High above the main training zone, a massive barrier shimmered—layers of interlocking magic, time fragments rotating like invisible gears.
Inside it—
Chris stood at the center.
The first thing Chris felt was heat.
Not the comforting warmth of fire—but pressure. Dense. Crushing. Like standing inside a furnace that refused to let him breathe.
He opened his eyes.
The world around him was gone.
No training grounds.
No instructors.
No Sovereignty Class watching from a distance.
Only fire.
An endless, crimson-lit expanse stretched in all directions, the ground beneath his feet cracked and molten, the sky above a burning void.
"…Great," Chris muttered. "Another mental trial."
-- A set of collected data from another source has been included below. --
PR #2338, opened 2018-01-09
dwc_otg: don't unconditionally force host mode in dwc_otg_cil_init()

P33M:
cc @ghollingworth


pelwell:
It looks like a no-op in the case that the parameter isn't specified, so it's OK by me.

ghollingworth:
Looks good to me

PR #2922, opened 2019-04-05
Audiophonics I-Sabre 9038Q2M DAC driver

audiophonics:
This patch add support for the Audiophonics 9038 Q2M Dac board.

Thanks to Klaus Schulz aka soundcheck for the kernel patch and integration support.


pelwell:
Merged offline with some minor fix-ups.

Issue #2907, opened 2019-03-23
USB Broken for CM3 post 4.14.18 through 4.19.y


grimepoch:
There is some major problem with the USB driver starting with the fix that went into 4.14.20.  I have verified that the problem comes from the changes of these two files:

drivers/usb/host/dwc_otg/dwc_otg_hcd.c
drivers/usb/host/dwc_otg/dwc_otg_hcd_linux.c

I replaced the files in 4.14.20 with those 2 files in 4.14.18 and the USB began working properly.

Specifically the problem is on hot swapping.  With the changes introduced in 4.14.20, if I removed a USB device while the system was running, there was a good chance of the whole system freezing.  (Nothing was written out to logs either).

Using a hub, the problem would happen less often, but still quite a bit.

The biggest problem I had, if I removed a WiFi USB adapter, it would NEVER recover from that.  With this roll back to the older code, if I reattach the WiFi adapter, it will reconnect and everything.

I am not sure the implications of what changed in the driver, it's possible it fixed a different problem and introduced this new one, but after a day of testing, the USB works much better with the older source on those two files.

4.19 has the same problem.  I did not test using the older code with 4.19 as we are not ready to move up to that yet, but just wanted to identify the problem still exists.

Hardware: CM3

6by9:
https://www.raspberrypi.org/forums/viewtopic.php?f=98&t=230161

Specfically what Wifi adapter/devices are you using? ```lsusb -vvv```.

grimepoch:
What I have observed is it isn't only the WiFi adapter, if I have a MIDI device attached and connected, and I have it open, if I remove the device, with 4.14.20, it will lock the whole system as well (completely unresponsive pi).

If I use a small hub like what is listed below, the WiFi remove will almost always lock it.  The MIDI becomes more sporadic, but it still happens.

The way I was testing the MIDI removal, any MIDI device attached, then doing
`while true; do cat /dev/snd/midiC0D0; done`

In the console.  When you remove the MIDI device, it just loops saying device not found, when you insert one, it will stop and echo any messages you send with the MIDI device.

On 4.14.18, I can add and remove MIDI devices, never locks up the system.

On 4.14.20, it will lock up.


`
Bus 001 Device 003: ID 148f:5370 Ralink Technology, Corp. RT5370 Wireless Adapter
Device Descriptor:
  bLength                18
  bDescriptorType         1
  bcdUSB               2.00
  bDeviceClass            0 (Defined at Interface level)
[...]

PR #2927, opened 2019-04-09
dwc_otg: fix locking around dequeueing and killing URBs

P33M:
kill_urbs_in_qh_list() is practically only ever called with the fiq lock
already held, so don't spinlock twice in the case where we need to cancel
an isochronous transfer.

Also fix up a case where the global interrupt register could be read with
the fiq lock not held.

Fixes the deadlock seen in https://github.com/raspberrypi/linux/issues/2907


popcornmix:
Fine by me.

A slow clap echoed through the flames.
Clap.
Clap.
Clap.
Chris froze.
From the fire ahead, a figure stepped forward.
Same height.
Same build.
Same face.
But the eyes—
They burned.
Ignis wrapped around the other Chris like a living crown, flames sharp and refined, no wasted motion, no instability.
"About time," the other Chris said, voice calm—too calm.
"I was wondering how long you'd keep running."
"…You're me," Chris said slowly.
"No," the other replied. "I'm what you refuse to become."
The flames surged.
⸻
Chris moved first.
Fire erupted beneath his feet, launching him forward as he drew Ignis into his arms—raw, explosive power roaring outward.
The other Chris vanished.
Too slow.
A knee slammed into his ribs from the side. The impact sent him skidding across the molten ground, sparks flying.
He rolled, barely blocking as a blade of condensed fire carved through the air where his head had been.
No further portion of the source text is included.